■ Records
PR #321, opened 2024-04-07
Dev Workflow Using `Makefile`

glenn-sorrentino:
- Moved environment variables to `env.sh`
- Updated dev documentation
- Remove broken package references
- Updated password hashing bug blocking registration


ritik2311 (approved):
Locally tested and run without any issues (Note: Functions properly with  Firefox)

docs/DEV.md
```diff
@@ -0,0 +1,45 @@
...
+
+#### Clone the Repo
+- `git clone https://github.com/scidsg/hushline.git`
+- `cd hushline`
+- `git switch makefile` # Temporary until we merge back into Main
+- `/opt/homebrew/bin/python3 -m venv venv`
+- `source venv/bin/activate`
+- `poetry install`
+- `source env.sh`
+- `poetry run flask db upgrade` _Optional_
```
brassy-endomorph, line 32: This line and the next should be commented with "(Production migration)" and "(Local initialization)" or something similar since they are mutually exclusive and it should be clear why one is picked over the other

hushline/__init__.py
```diff
@@ -35,12 +32,14 @@ def handle_rate_limit_exceeded(e):
     app.config["SESSION_COOKIE_SAMESITE"] = "Lax"
     app.config["PERMANENT_SESSION_LIFETIME"] = timedelta(minutes=30)
 
-    ssl_cert = "/etc/mariadb/ssl/fullchain.pem"
-    ssl_key = "/etc/mariadb/ssl/privkey.pem"
+    # Conditional SSL configuration based on environment
+    if os.getenv("FLASK_ENV") == "production":
```
brassy-endomorph, line 36: Maria DB code sneaking back in

hushline/ext.py
```diff
@@ -1,11 +1,16 @@
+import os
+
 from flask_bcrypt import Bcrypt
 from flask_limiter import Limiter
 from flask_limiter.util import get_remote_address
 
 bcrypt = Bcrypt()
 
+# Check for an environment variable or use in-memory storage as fallback
+REDIS_URI = os.getenv("REDIS_URI")
```
brassy-endomorph, line 10: Global state sneaking back in again. Move it to the `Limiter` initializer

hushline/routes.py
```diff
@@ -232,8 +228,8 @@ def register() -> Response | str:
                 flash("💔 Username already taken.", "error")
                 return redirect(url_for("register"))
 
-            password_hash = bcrypt.generate_password_hash(password).decode("utf-8")
-            new_user = User(primary_username=username, password_hash=password_hash)
+            new_user = User(primary_username=username)
```
brassy-endomorph, line 231: From a previous thread, instead of setting this separately, override the `__init__` method and let `password_hash` be a keyword arg

brassy-endomorph (changes requested):

hushline/__init__.py
glenn-sorrentino: Yeah, I'm going to address that in a separate PR.

hushline/routes.py
glenn-sorrentino: Got it.

docs/DEV.md
glenn-sorrentino: Going to resolve this for now, as I think we should have a sprint that specifically looks at our developer documentation. 

The instructions' current state is what a few of us have gotten to work when setting up the environment. Other deviations from this path have failed. So, given that, they can probably be refined, but they are working and sufficient for the stage we're in. Closing the ticket to continue progress on other efforts.

scidsg-dev (approved):
The requested changes are tested and working.

brassy-endomorph (approved):

Issue #276, opened 2024-03-19
Use stronger algorithm for hashing passwords


brassy-endomorph:
We may want to use `scrypt` or `argon2i` so we can control the memory hardness or number of threads to hash a password as a means to increase the difficulty of cracking passwords should the DB ever get leaked.

brassy-endomorph:
Reopening this because `passlib` just wraps and uses `bcrypt`. It gives us a path forward to to updating the password hashes and migrating, but it doesn't actually change the underlying hashing function.

glenn-sorrentino:
Do you have a preference for algorithms? Initial research for Argon2, aside from them winning the 2015 password hashing comp, its newer tech and uses more memory. Scrypt is faster and stronger against brute force.

glenn-sorrentino:
I actually noticed that you recommended Argon2i. Is a middle ground 2id?

glenn-sorrentino:
Working in the `hashing` branch: https://github.com/scidsg/hushline/blob/hashing/hushline/model.py

brassy-endomorph:
After our out-of-band conversation, I think we should pause this so that we can figure out what the appropriate level of compute should, pending threat modeling. If we're not terribly concerned with APT threats, we can use something less complex.

Depends on #265

PR #335, opened 2024-04-25
Add `passlib` and `scrypt`

glenn-sorrentino:
Updated routes to use Passlib and Scrypt:
`/registration`
`/login`
`/change-password`


glenn-sorrentino:
Closes #276

PR #363, opened 2024-06-05
Switch to ruff and mypy for strict linting

micahflee:
In this PR I have deleted black, flake8, and isort, and replaced them all with [Ruff](https://docs.astral.sh/ruff/), which is a single fast linter that does everything those other ones did. I also went through the entire codebase and fixed all the lint issues that ruff found, making the code much nicer.

Previously, mypy had been set up for static type checking, but it hadn't been enforced, and large portions of the code were not actually defining their types. I've started enforcing static types using mypy (which helps find potential bugs before releasing code), and I've also gone through the entire codebase and added type definitions to everything.

I cleaned up the GitHub Actions workflows so that there's just a single workflow that runs the linter and the tests now, instead of two, and I made it so that it strictly enforces ruff and mypy -- basically, GitHub PRs that don't have nicely formatted code and type definitions will be prevented from getting merged. (Honestly, this is something I should do with OnionShare too.)

With all this new stuff, I also updated `DEV.md` to include instructions for the recommended development environment:

> Hush Line is written in Python. To ensure code integrity and consistency, we use [Ruff](https://docs.astral.sh/ruff/) for linting and [mypy](https://www.mypy-lang.org/) for static type checking.
> 
> The recommended development environment is [Visual Studio Code](https://code.visualstudio.com/) with the following extensions:
> 
> - [Python](https://marketplace.visualstudio.com/items?itemName=ms-python.python)
> - [Ruff](https://marketplace.visualstudio.com/items?itemName=charliermarsh.ruff)
> - [Mypy](https://marketplace.visualstudio.com/items?itemName=matangover.mypy)

Using these extensions is cool because it basically shows you all of the ruff and mypy problems directly in VS Code, and helps you fix them, before you even make any git commits.

I also removed a key bit of code that was getting in the way of debugging:

```py
    @app.errorhandler(Exception)
    def handle_exception(e) -> Tuple[str, int]:
        # Consider adjusting error handling as per your logging preferences
        app.logger.error(
            f"Error: {e}", exc_info=True
        )  # Ensure appropriate logging configuration is in place
        return "An internal server error occurred", 500
```

This was capturing exceptions and displaying a generic error, and not printing them to the console. This is why when we loaded `/directory` and it returned error 500, it didn't actually tell you the exception was and why it crashed. Now it does. It's good to hide these details from users in prod, but the correct way of doing that is to run Flask in prod mode instead of in dev mode.

Also, I've switched things around a bit in the Makefile, and the instructions in DEV.md. It basically shows instructions for running Hush Line directly on your computer and not in Docker again. I'll work on finishing up containerizing it in future PRs.


glenn-sorrentino:
This looks great! The only issue I encountered with the updated instructions was running `poetry run migrate`, which resulted in `Command not found: migrate`. However, the app started without issue.

Should the command be `poetry run flask db migrate`?

micahflee:
Oops that should be `poetry run make migrate`.

glenn-sorrentino (approved):
🔥

PR #365, opened 2024-06-10
Database revamp and switch to Postgres in docker

micahflee:
I've deleted the whole migration folder and regenerated it from scratch, with just a single initial migration. I'm not sure if this was strictly necessary or not, but it doesn't hurt.

In #363 I had actually commented out parts of `migrations/env.py` because I couldn't get it working with mypy. So this time instead of trying to fight mypy, I just configured mypy and to ignore the migrations files. I also made ruff ignore one issue in the migrations too, just so they work when generated, without needing to modify them to satisfy the linter each time.

I also made the Docker Compose version of the app use a PostgreSQL database instead of SQLite. You can run this to start the containers:

```sh
docker-compose up --build
```

This now starts 3 containers: `redis`, `postgres`, and the Hush Line `app` itself. `postgres` stores its data in `volumes/postgres`. So now, if we wanted to spin up multiple `app` containers to scale, it should work fine, and they'll all be connecting to the same postgres database.

The postgres database listens on 127.0.01:5432, so you can connect to it there to run SQL queries. If you want to be fancy, you can use a graphical SQL client like this:

Screenshot 2024-06-10 at 3 34 28 PM


jeremywmoore:
@micahflee what impact does the introduction of postgres have to the currently running beta? Presumably it's no longer deployable until we have a production postgres db?

micahflee:
> @micahflee what impact does the introduction of postgres have to the currently running beta? Presumably it's no longer deployable until we have a production postgres db?

It shouldn't have any impact. It just looks at `SQLALCHEMY_DATABASE_URI` , and if it starts with `sqlite://` it uses sqlite, and if it starts with `postgresql+psycopg://` it uses postgres. I didn't actually have to change much to support this except install a new dependency for postgres support, since SQLAlchemy natively supports both.

But that said, this is a good question, and I'm not really sure what changes here or in my last PR might break things in the currently-deployed beta.

PR #366, opened 2024-06-11
Automatically publish container images to GitHub Container Registry

micahflee:
There are various ways to deploy on Digital Ocean App Platform, but the simplest seems to be from a container image hosted on a container registry. This PR adds a GitHub Action workflow to automatically build new container images on every push to the `main` branch, and publish them to the GitHub Container Registry.

This works, but right now the package visibility is private and it can only be accessed with authentication. Making it public would be simpler for deployment (I don't need to store GHCR credentials in Digital Ocean) and it also means others will be able to use the container image that gets built here.

@glenn-sorrentino can you help make it public? Here's the package settings: https://github.com/orgs/scidsg/packages/container/hushline%2Fhushline/settings. Can you scroll down to the Danger Zone at the bottom and click "Change visibility" and then make it public?

image

Once this is public, I can make DO App Platform pull from the container image. Every time any PR is merged into `main`, the dev server will automatically switch to the latest container image.

### DIFF
--- a/.github/workflows/publish_container.yml
+++ b/.github/workflows/publish_container.yml
@@ -1,0 +1,32 @@
+name: Publish container image
+
+on:
+  push:
+    branches:
+      - main
+      - ghcr
+
+jobs:
+  build-and-push:
+    runs-on: ubuntu-latest
+    steps:
+      - name: Check out the repo
+        uses: actions/checkout@v4
+
+      - name: Set up Docker Buildx
+        uses: docker/setup-buildx-action@v3
+
+      - name: Log in to GitHub Container Registry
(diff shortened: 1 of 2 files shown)


jeremywmoore (approved):

glenn-sorrentino (approved):

glenn-sorrentino:
Done!
> @glenn-sorrentino can you help make it public? Here's the package settings: https://github.com/orgs/scidsg/packages/container/hushline%2Fhushline/settings. Can you scroll down to the Danger Zone at the bottom and click "Change visibility" and then make it public?

PR #368, opened 2024-06-13
Doigital Ocean app platform changes

micahflee:
This contains changes required to deploy to DigitalOcean.

This adds a dedicated route called a health check that the hosting platform can load to confirm that the service is up and running. `GET /health.json` responds with `{"status": "ok"}`.

Also making other changes...

### DIFF
--- a/.github/workflows/publish_container.yml
+++ b/.github/workflows/publish_container.yml
@@ -4,6 +4,7 @@ on:
   push:
     branches:
       - main
+      - health-check
 
 jobs:
   build-and-push:
--- a/hushline/__init__.py
+++ b/hushline/__init__.py
@@ -33,15 +33,6 @@ def create_app() -> Flask:
     app.config["SESSION_COOKIE_SAMESITE"] = "Lax"
     app.config["PERMANENT_SESSION_LIFETIME"] = timedelta(minutes=30)
 
-    # Conditional SSL configuration based on environment
-    if os.getenv("FLASK_ENV") == "production":
-        ssl_cert = os.getenv("SSL_CERT_PATH")
-        ssl_key = os.getenv("SSL_KEY_PATH")
-
-        # Ensure SSL files exist
-        if not all(os.path.exists(path) for path in [ssl_cert, ssl_key] if path):
-            raise FileNotFoundError("SSL certificate or key file is missing.")
-
     # Run migrations
     db.init_app(app)
     _ = Migrate(app, db)
--- a/hushline/__init__.py
+++ b/hushline/__init__.py
@@ -3,7 +3,6 @@ import os
 from datetime import timedelta
 from typing import Any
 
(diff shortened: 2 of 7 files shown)


glenn-sorrentino:
I'm okay with removing Flask-Limiter and Redis until we know we need it.

jeremywmoore:
Should we revisit restoring the redis DB and limiter since we no longer think that was the deployment blocker?

glenn-sorrentino:
The goal was app-side DOS mitigation. If there's another more reliable or standard method - Cloudflare or Digital Ocean or something else - I'm open to whatever you think is best. Here's a comment from Brassy regarding Flask-Limiter:

> Yes, for somethings like heavy DB queries or uploads, but the main issue is that someone can just send a bajillion TCP SYNs and then leave the connections open untl the kernel shits the bed. Or other similar things lower in the TCP/IP stack... well before it gets to the application or evern reverse proxy, I mean

start.sh
```diff
@@ -0,0 +1,7 @@
+#!/bin/bash
+
+# Run migrations
+poetry run flask db upgrade
+
+# Start the server
+poetry run flask run -p 8080 --host 0.0.0.0
```
jeremywmoore, line 7: this runs the app using flask's development server, we probably want to run via gunicorn?

jeremywmoore (changes requested):
I don't love bundling the removal of the rate limiter with the other changes in this PR but if we think it's not needed we can remove it now. Left some inline comments

.github/workflows/publish_container.yml
```diff
@@ -4,6 +4,7 @@ on:
   push:
     branches:
       - main
+      - health-check
```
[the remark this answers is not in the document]
micahflee: Oops. This PR branch was originally called health-check, because I was adding a health-check, and so I wanted to trigger the build in this branch, and I forgot to remove the branch from the GH actions workflow. But also, the DO deploy builds its own container now anyway.

start.sh
micahflee: Good idea

hushline/__init__.py
```diff
@@ -3,28 +3,22 @@
...
-from flask_migrate import Migrate, upgrade
+from flask_migrate import Migrate
 from werkzeug.wrappers.response import Response
 
 from . import admin, routes, settings
 from .db import db
 from .limiter import limiter
 from .model import User
 
-load_dotenv("/etc/hushline/hushline.conf")
```
jeremywmoore, line 17: is this no longer needed because the environment variables are actually provided in the environment?

jeremywmoore (approved):

hushline/__init__.py
micahflee: Yes. Also, it wasn't actually even being used before, as there was no `/etc/hushline/hushline.conf` to load.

■ How to complete this task
Scan the material for the string "registration". Copy each line where it appears.

■ Response area
- Updated password hashing bug blocking registration
`/registration`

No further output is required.